A $10 weed-wacker motor from a garage sale would be a better starting point.

------
alexholehouse
With no knowledge of engineering (or indeed the associated issues) I was
interested to hear what the community felt about this kind of vehicle.

For the record, it was never my attention to post this as a sensationalist
story (which I presume is why it's been pulled).

------
achy
Amazing that almost zero thought on the side of aerodynamics and engineering
went into the production of such a high-amount-of-work project. The second the
3-foot tie points are removed, the center of mass of the driver will cause it
to flip upside down instantly.

------
joejohnson
Why not cover both fan wells entirely with the mesh coverings? Does that
reduce lift significantly? It looks really scary to have the fan exposed. I'm
sure it would be grisly if anyone got a hand in that thing.

------
lifthearth
How long is the flight time on this? It burns through about 30liters of gas an
hour so even if it had a car sized gas tank it could only fly for an hour
before refueling.
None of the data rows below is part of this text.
PR #825, opened 2022-08-12
Remove dangerous mutable argument

niklassiemer:


pyiron_base/jobs/job/extension/server/queuestatus.py
```diff
@@ -37,6 +37,8 @@ def queue_table(job_ids=[], project_only=True, full_table=False):
     Returns:
         pandas.DataFrame: Output from the queuing system - optimized for the Sun grid engine
     """
+    if job_ids is None:
+        job_ids = []
```
liamhuber:
```suggestion
    job_ids = [] if job_ids is None else job_ids
```

I prefer the one-liner, and like Jan's philosphy of putting the most-likely case in the logic clause first. The alternative where the default value of `[]` follows the `else` is also appealing though.

liamhuber (approved):
Nice catch.

One cosmetic suggestion.

PR #828, opened 2022-08-17
Cache the conda environment of the unittest workflow

niklassiemer:


.github/workflows/unittests.yml
```diff
@@ -41,3 +78,12 @@ jobs:
       shell: bash -l {0}
       timeout-minutes: 30
       run: coverage run --omit pyiron/_version.py -m unittest discover tests
```
niklassiemer:
```suggestion
      run: coverage run --omit pyiron_base/_version.py -m unittest discover tests
```
Use correct repo...

niklassiemer:
With the proposed setup, all workflows using a conda environment now cache the environment. To do so, each workflow
1.  Checks the repository out
2.  Performs a setup/merge of the `environment.yml` - I now always construct and use a `environment.yml` in the repo root, i.e. for the simple cases this is just `cp .ci_support/environment.yml .`.
3.  Install Mambaforge 
    - Here, using `miniforge-variant: Mambaforge` is already faster than installing conda and activating mamba.
    - This step does not use the `environment.yml`
4.  Store cache date and number in the `$GITHUB_ENV` to have ensure a new cache each day and upon request. To use a new cache by hand alter the `CACHE_NUMBER` in `.github/variables/cache_number.env`
5. Use the cache with 
    - a path to the conda environment
    - a key =  LABEL-conda-${{ hashFiles('environment.yml') }}-${{ env.DATE }}-${{ env.CACHE_NUMBER }}
6. Update the environment with the `environment.yml` if the cache did not restore the conda environment.
7. Run the subsequent workflow steps performing the actual unit/integration/benchmark/notebook-tests.
8. In the PostRun-cache the result of 6 is stored under the key for this cache. If multiple workflows build the same environment in their run, only the first one attempting to store the environment under the key is allowed to do so. 

To be quickly decided:
Right now I use the same key for the same environment even if they are from different workflows, i.e. bechmarks=unittests=pypicheck and backwards=notebooks (due to same `environment.yml`). The resulting speedup should not be very big, since most of the workflows start simultaneously. Thus, all these workflows will build their environment in the first run and only the fastest one will store this environment in the cache (at least if the `environment.yml` is the same as checked by the hash). A speedup is, thus, only expected if one workflow already wrote the cache before a second one tries to read the cache. 
On the other hand, this keeps the LABEL short and informative ('linux_64-py-3-10', 'linux_64-py-3-9','linux_64-py-3-8', 'win_64-py-3-10', 'osx_64-py-3-10') and not introducing additional 'notebook', 'pypi' or the like in the key. I.e. if it is the same python version and os and the hash of the `environment.yml` is the same it is considered the same environment. (My choice and, thus, implemented this way).

niklassiemer:
As far as I can tell, this is (already on base) a nice improvement in our test timings! The workflows, however, get somewhat longish...

pmrv (approved):
lgtm.  The race to cache problem should only appear for the first workflows to run on a given day, right?  For PRs later on the same day all workflows would already use the cached env right?

niklassiemer:
Yes, all other workflows should use the available cache (except of course, the `environment.yml` or the `CACHE_NUMBER` change). I also checked [here](https://github.com/niklassiemer/test_checkout/pull/11) how the cache behaves if the race happens and it seems to be robust :)

PR #829, opened 2022-08-19
Use RuntimeWarnings instead of debug log for auto-applied changes

niklassiemer:


pmrv (approved):

pyiron_base/jobs/job/extension/server/generic.py
```diff
@@ -184,15 +184,19 @@ def queue(self, new_scheduler):
                 )
                 if cores != self.cores:
                     self._cores = cores
-                    state.logger.debug("Updated the number of cores to: %i", cores)
+                    state.logger.warning(
+                        "Updated the number of cores to: %i", RuntimeWarning
```
niklassiemer:
```suggestion
                        f"Updated the number of cores to: {corrs}", RuntimeWarning
```
Obviously, these things are not tested... will add tests and fix these errors...

niklassiemer:
One remaining thing - I would like that initializing with a queue results in the same state as initializing without a queue and setting the queue afterwards. Also I would like to preserve the `None` run_time and memory_limit if changing the queue, i.e. only set these on user input. Otherwise one could be surprised by changing to a low resource (e.g. test) queue and afterwards to a high resource queue and the run time is minimal...
Therefore, I want #831 merged in here first if there is no one against these changes.

PR #831, opened 2022-08-22
Use queue setter in init and preserve None in the setter if possible

niklassiemer:


niklassiemer:
ping @pmrv

pyiron_base/jobs/job/extension/server/generic.py
```diff
@@ -182,15 +182,15 @@ def queue(self, new_scheduler):
                     run_time_max=self.run_time,
                     memory_max=self.memory_limit,
                 )
-                if cores != self.cores:
+                if self.cores is not None and cores != self.cores:
```
pmrv, line 185: If either `self.{cores,run_time,memory_limit}` is `None` then the corresponding branches are not taken and the value cannot be updated, right?  Is that what we want?

pmrv (changes requested):
I'm afraid I don't understand what the changes are for.  Is there an associated bug that would help me understand the issue?

niklassiemer:
Sorry for not providing the setting, I only wrote it over in https://github.com/pyiron/pyiron_base/pull/829... I simply, would like that initializing with a queue results in the same state as initializing without a queue and setting the queue afterwards. Also I would like to preserve the `None` `run_time` and `memory_limit` if changing the queue, i.e. only set these on user input. Otherwise one could be surprised by changing to a low resource (e.g. test) queue and afterwards to a high resource queue and the run time is minimal...

pyiron_base/jobs/job/extension/server/generic.py
niklassiemer: IMO it is what we want :) The updates would be from the `queue_adapter.check_queue_parameters()` call which returns the maximum for the parameter if asked for `None`. However, I would like to preserve the `None` (i.e. no user input) upon changing the queue.

pmrv: But if I do `job.server.cores = ...` in the notebook, this has be reflected, no?

niklassiemer: Yes, in that case `self.cores` would be set and the route would be taken, wouldn't it? The `cores` we compare `self.cores` with comes just from the `queue_adapter.check_queue_parameters()` which was fed by `self.cores` (at least in the case we just change the scheduler, i.e. the queue).

pmrv: Ah, sorry, I had misread the code. This is all in the `queue` setter and the other setters are not changed.  A-ok for me then.

pmrv (approved):

PR #832, opened 2022-08-23
Use executable.version where possible

niklassiemer:
@srmnitc

### DIFF
--- a/pyiron_base/jobs/job/generic.py
+++ b/pyiron_base/jobs/job/generic.py
@@ -175,6 +175,7 @@ class GenericJob(JobCore):
         self.__name__ = type(self).__name__
         self.__version__ = "0.4"
         self.__hdf_version__ = "0.1.0"
+        self._parsed_version = None
         self._server = Server()
         self._logger = state.logger
         self._executable = None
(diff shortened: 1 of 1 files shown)


niklassiemer:
Currently, the version (hamversion) stored in the database is first obtained from the `class.__version__` attribute (which is inherited!) and only if this fails from the `executable.version`. Moreover, opon switching the version on the job, the `executable.version` is updated, however, `job.version` after all reports `__version__`. I would like to change the priority order in this case. Actually, I would even like an additional (internal) lookup of the actual version used for the computation (i.e. a parsed_version) and check if this matches our version assumption based on a filename in our resources.

jan-janssen:
Does not this break the transfer to jobs on different systems? I guess in the end it comes down to the question, do we want to store the abbreviation to the executable, like `5.4.1` for VASP or the full path where the executable is located. The second would be to store the full path, but that is fragile when we change the path or transfer the calculation to another cluster. Therefore my preference would be to do all the version management directly in the executable object, rather than parts of it in the job class and parts in the executable.

niklassiemer:
I would 'only' want to store the version number like '1.3.2' or the like in the version attribute.
This PR just changes the lookup order. If the executable has a version I would like to report that instead of the `JobClass.__version__` (maybe even inherited from `AtomisticGenericJob` like it is currently the case for lammps...).

The parsed version is something I would like to have in future, i.e. let the parser of the output file also read the version number. The Executable class just takes the file name of the run script for the version number and sometimes this does not match the actual version... in these cases I would like to update the version number and warn that the resources are not reflecting the reality.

Still, it seems really exciting!

------
Palomides
this has been around for a while, and there still aren't any videos of it
actually flying. judge for yourself why they're selling t-shirts and scale
models instead of the actual thing. as of june last year (quote gizmag.com
article) "To help generate interest in the hopes of attracting investors,
Malloy plans to conduct flight tests in a couple of months."

------
reustle
I'd love to see a quadrocopter implemented like this. I think it would have
much more stability.

------
paulhauggis
I was actually thinking about that Simpsons episode when they got involved in
that cult.